What is Neddy’s motivation for dumping cold water on your idea? Is he hell-bent on squashing you to lift up his own kingdom? Sometimes. In my many years of experience, I’ve found that usually isn’t the case. Most folks are afraid of change. They don’t understand how your new idea is going to impact their world. Is it a good thing? Or is it just a waste of time that they really don’t have energy to bother with?

It doesn’t really matter what the Neddy Negativities of the world think (though sometimes Neddy has some really good points and should at least be heard). Don’t let them squash good ideas. Be ready to tell these difficult folks about the benefits you’re offering. In other words: What’s in it for them?

  • DO: Research your potential customer. What are their needs? Who are their customers?
  • DO: Be as specific as you can. How will your writing workshop benefit their conference attendees (and pull in more interested students)? How will your software application make their life easier and reduce costs and/or streamline processes?
  • DON’T: Give an exaggerated used car salesman pitch. Do not exaggerate what your product can do. “Truth Will Out!” If you and your product can’t live up to the promises you make, your credibility will be in question and so will your professional reputation.

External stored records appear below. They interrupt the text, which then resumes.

PR #2587, opened 2022-04-22
Add TRC/TRS fixes

shgandhi:
This PR adds the following changes -
1. Adds missing asserts in thin_replica_impl.hpp
2. Fixes handling of requests for pruned event groups
3. Adds unit tests for pruning scenarios
4. Fixes a bug in findGlobalEventGroupID for a pruning scenario, identified via the unit tests.

### DIFF
--- a/client/proto/event/v1/event.proto
+++ b/client/proto/event/v1/event.proto
@@ -38,7 +38,7 @@ service EventService {
 
 // Events come in two formats - Events (old API) and EventGroups (new API).
 // An EventsRequest will result in a stream of EventGroups or a stream of Events which turns into a stream of EventGroups.
-// If the block requested by EventsRequest contains EventGroups only then the stream will start at EventGroup id 1.
+// If the block requested by EventsRequest contains EventGroups only then the stream will start at the first EventGroup.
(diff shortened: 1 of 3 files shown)


kvbc/src/kvbc_app_filter/kvbc_app_filter.cpp
```diff
@@ -371,12 +371,12 @@ FindGlobalEgIdResult KvbAppFilter::findGlobalEventGroupId(uint64_t external_even
   uint64_t private_start = getValueFromLatestTable(client_id_ + "_oldest");
   uint64_t private_end = getValueFromLatestTable(client_id_ + "_newest");
 
-  if (not private_start) {
+  if (not private_start and not private_end) {
```
robem, line 374: This is a good find!! Now, the code below might throw :/ I need to think about this a bit more.

robem: I added this change as part of #2592

shgandhi: Thanks, removed.

PR #2591, opened 2022-04-25
Take read operations out of the lock

yuliasherman:
* **Problem Overview**  
Combined read/write operations in ClientsManager were put under the mutex lock by https://github.com/vmware/concord-bft/pull/2571 PR. But actually, the read part of those operations could be done without any lock, as we need to protect the read operations from the PreProcessor threads only from the add/delete/modify operations done by the consensus threads.
* **Testing Done**  
Apollo regression tests.


yontyon (approved):
LGTM

PR #2592, opened 2022-04-25
KvbAppFilter: External event group ids and pruning

robem:
Recent system testing with pruning found bugs in the external event group id calculation. This MR fixes the issue and adds new unit tests for those scenarios. See commit messages for details.

### DIFF
--- a/kvbc/src/kvbc_app_filter/kvbc_app_filter.cpp
+++ b/kvbc/src/kvbc_app_filter/kvbc_app_filter.cpp
@@ -343,8 +343,11 @@ uint64_t KvbAppFilter::oldestExternalEventGroupId() const {
   uint64_t public_oldest = getValueFromLatestTable(kPublicEgIdKeyOldest);
   uint64_t private_oldest = getValueFromLatestTable(client_id_ + "_oldest");
   if (!public_oldest && !private_oldest) return 0;
-  if (!public_oldest) return private_oldest;
-  if (!private_oldest) return public_oldest;
+
+  // If public or private was fully pruned then we have to account for those event groups as well
+  if (!public_oldest) return private_oldest + getValueFromLatestTable(kPublicEgIdKeyNewest);
+  if (!private_oldest) return public_oldest + getValueFromLatestTable(client_id_ + "_newest");
+
   // Adding public and private results in an external event group id including two query-able event groups
   // (the oldest private and the oldest public).
   // However, we are only interested in the oldest external and not the second oldest. Hence, we have to subtract 1.
--- a/kvbc/src/kvbc_app_filter/kvbc_app_filter.cpp
+++ b/kvbc/src/kvbc_app_filter/kvbc_app_filter.cpp
@@ -374,12 +374,12 @@ FindGlobalEgIdResult KvbAppFilter::findGlobalEventGroupId(uint64_t external_even
   uint64_t private_start = getValueFromLatestTable(client_id_ + "_oldest");
   uint64_t private_end = getValueFromLatestTable(client_id_ + "_newest");
 
-  if (not private_start) {
+  if (not private_start and not private_end) {
     // requested external event group id == public event group id
     uint64_t global_id;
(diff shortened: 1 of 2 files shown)


kvbc/src/kvbc_app_filter/kvbc_app_filter.cpp
```diff
@@ -418,24 +418,21 @@ FindGlobalEgIdResult KvbAppFilter::findGlobalEventGroupId(uint64_t external_even
...
-      std::tie(global_eg_id, std::ignore) = getValueFromTagTable(kPublicEgId, external_event_group_id);
-      return {global_eg_id, true, current_pvt_eg_id - 1, external_event_group_id};
-    }
     auto num_pub_egs = current_ext_eg_id - current_pvt_eg_id;
     auto pub_eg_id = num_pub_egs - (current_ext_eg_id - external_event_group_id - 1);
     std::tie(global_eg_id, std::ignore) = getValueFromTagTable(kPublicEgId, pub_eg_id);
     return {global_eg_id, true, current_pvt_eg_id - 1, pub_eg_id};
   }
 
   ConcordAssertGT(external_event_group_id, current_ext_eg_id);
```
shgandhi, line 435: Shouldn't this be `ConcordAssertGE`? Since we skip the while loop we don't check for `current_ext_eg_id == external_event_group_id` in case of pruning.

kvbc/src/kvbc_app_filter/kvbc_app_filter.cpp
```diff
@@ -418,24 +418,21 @@ FindGlobalEgIdResult KvbAppFilter::findGlobalEventGroupId(uint64_t external_even
...
 
+  // If all private event groups were pruned then we need to adjust current_* to point to the last private event group
+  if (private_start == 0) {
+    ConcordAssertNE(private_end, 0);
+    current_pvt_eg_id = private_end;
+    current_ext_eg_id = private_end + public_start - 1;
+  }
+
   if (external_event_group_id < current_ext_eg_id) {
-    if (current_pvt_eg_id == private_start) {
```
shgandhi, line 419: Isn't this condition still a valid optimization for non-pruning scenarios, i.e., if `private_start != 0`?

kvbc/src/kvbc_app_filter/kvbc_app_filter.cpp
```diff
@@ -418,24 +418,21 @@ FindGlobalEgIdResult KvbAppFilter::findGlobalEventGroupId(uint64_t external_even
...
-      std::tie(global_eg_id, std::ignore) = getValueFromTagTable(kPublicEgId, external_event_group_id);
-      return {global_eg_id, true, current_pvt_eg_id - 1, external_event_group_id};
-    }
     auto num_pub_egs = current_ext_eg_id - current_pvt_eg_id;
```
shgandhi, line 429: Consider a scenario, wherein -
private_start = 0, private_end = 5, public_start = 1, public_end = 5, i.e., all private event groups have been pruned. Requested external_event_group_id = 1.
Now, acc. to this change, current_pvt_eg_id = 5, current_ext_eg_id = 5.
and, num_pub_egs = 0 and pub_eg_id = -3, is that expected, or am I missing something?

shgandhi:
Thanks for the fixes @robem and clear test cases. I just have a minor comment. LGTM.

shgandhi (approved):

kvbc/src/kvbc_app_filter/kvbc_app_filter.cpp
robem: This part of the code is actually wrong and the pruning scenarios unveiled it. Just because our current pointer points to private_start doesn't mean that there were no private event groups before that point. In fact, if we pruned partially then there will be private event groups before private_start but they aren't queryable. Therefore, we cannot simply use the given external event group id but instead need to do proper calculation.
If we do that right here then we just duplicating the same logic for the "non-optimized" case and with that we end up similar to the code below which is redundant.

robem (commented):
Thanks for your review @shgandhi

PR #2595, opened 2022-04-26
Allow s3 integrity checker to recieve only required public keys configuration

toly-kournik:
* **Problem Overview**  
 Previously, due to code reuse, keys configuration file should have matched the one of the RO replica,
which included private key.
Now only replicas public keys are required.

- enhance yaml config file parser
- minor changes related to passing string_view by value.
 
* **Testing Done**  
- integrity apollo tests
- manual tests

### DIFF
--- a/kvbc/tools/db_integrity_check/integrity_checker.cpp
+++ b/kvbc/tools/db_integrity_check/integrity_checker.cpp
@@ -69,12 +69,27 @@ void IntegrityChecker::parseCLIArgs(int argc, char** argv) {
 void IntegrityChecker::initKeysConfig(const fs::path& keys_file) {
   LOG_DEBUG(logger_, keys_file);
   auto& config = bftEngine::ReplicaConfig::instance();
-  auto sys = inputReplicaKeyfileMultisig(keys_file, config);
-  (void)sys;  // currently for ro replica cryptosys is null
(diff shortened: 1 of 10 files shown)


kvbc/tools/db_integrity_check/integrity_checker.cpp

  • DON’T: Be vague. There are professional bullshit blockers (like myself) out there whose job it is to protect the fiscal, technical infrastructure and employee well-being of their organizations. If you can’t tell us exactly what, when, why, how and how much…well, we’ll go to the next person who can. Think your presentations through from this point of view.

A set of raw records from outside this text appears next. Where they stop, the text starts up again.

PR #2596, opened 2022-04-26
Allow batch cancellation only when completed

yuliasherman:
* **Problem Overview**  
  In case one of the requests in the batch has not reached the pre-execution consensus, we cancel the whole batch.
  It is a good approach because we can succeed only in case all the requests in the batch are completed successfully. 
  But when one of the batch requests is in the middle of pre-processing, the buffer allocated for it from the memory pool
  could not be released, otherwise, concord will crash. I've changed the approach. Now we wait until all requests complete 
  pre-processing and only then cancel the batch.
* **Testing Done**  
  Ran a one-day test on a reserved system.

### DIFF
--- a/bftengine/src/preprocessor/PreProcessor.cpp
+++ b/bftengine/src/preprocessor/PreProcessor.cpp
@@ -207,18 +207,39 @@ void RequestsBatch::releaseReqsAndSendBatchedReplyIfCompleted(PreProcessReplyMsg
 }
 
 // On a primary replica
+void RequestsBatch::cancelRequestAndBatchIfCompleted(const string &reqBatchCid,
+                                                     uint16_t reqOffsetInBatch,
+                                                     PreProcessingResult status) {
+  const lock_guard<mutex> lock(batchMutex_);
+  if (batchCid_ != reqBatchCid) {
+    LOG_INFO(preProcessor_.logger(),
+             "The batch has been cancelled/completed earlier; do nothing" << KVLOG(clientId_, reqBatchCid, batchCid_));
+    return;
+  }
+  const auto &reqEntry = requestsMap_[reqOffsetInBatch];
+  if (reqEntry) {
+    if (status == CANCEL) preProcessor_.preProcessorMetrics_.preProcConsensusNotReached++;
+    preProcessor_.releaseClientPreProcessRequestSafe(clientId_, reqEntry, status);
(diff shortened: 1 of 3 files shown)


ukg19:
Thanks for fix Yulia.
Have couple of questions regarding this approach?
1. Will this approach not affect the performance? As in this case, we are unnecessarily waiting for pre-processing to complete while we know that batch will be cancelled later on.
2. Did we do an LRT run to see impact on performance?
3. Can we think of another solution where we safely delete the memory for an ongoing pre-processing request?

ukg19:
Thanks for fix Yulia.
Have couple of questions regarding this approach?
1. Will this approach not affect the performance? As in this case, we are unnecessarily waiting for pre-processing to complete while we know that batch will be cancelled later on.
2. Did we do an LRT run to see impact on performance?
3. Can we think of another solution where we safely delete the memory for an ongoing pre-processing request?

yuliasherman:
The scenario when we don't reach a pre-processing consensus is very rare. It could happen once in 3-5 days of running or even less, so I don't think that the performance aspect is important here.

ukg19 (approved):
LGTM !!
Thanks @yuliasherman

bftengine/src/preprocessor/PreProcessor.cpp
```diff
@@ -207,18 +207,39 @@ void RequestsBatch::releaseReqsAndSendBatchedReplyIfCompleted(PreProcessReplyMsg
...
   uint32_t numOfCompletedReqs = 0;
-  {
-    const lock_guard<mutex> lock(batchMutex_);
-    if (numOfCompletedReqs_ < batchSize_) return;
-    batchCid = batchCid_;
-    batchSize = batchSize_;
-    numOfCompletedReqs = numOfCompletedReqs_;
-    resetBatchParams();
-  }
+  if (numOfCompletedReqs_ < batchSize_) return;
```
cloudnoize, line 238: if we in the cancellation flow, and ```numOfCompletedReqs_ < batchSize_```
What is the future on this batch?

yuliasherman: Does not matter how the request completes - successfully or has been canceled, numOfCompletedReqs_ increases.

cloudnoize (approved):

Final Thoughts – Before people are willing to invest time and resources into something, they want to understand what’s in it for them. It’s human nature. We’re pulled and prodded into so many directions, the last thing we want is yet another responsibility. How is what you’re trying to sell me of any benefit? How is it going to make my life easier? How is it going to benefit my customers? If you can answer those questions, then your chance for success dramatically increases.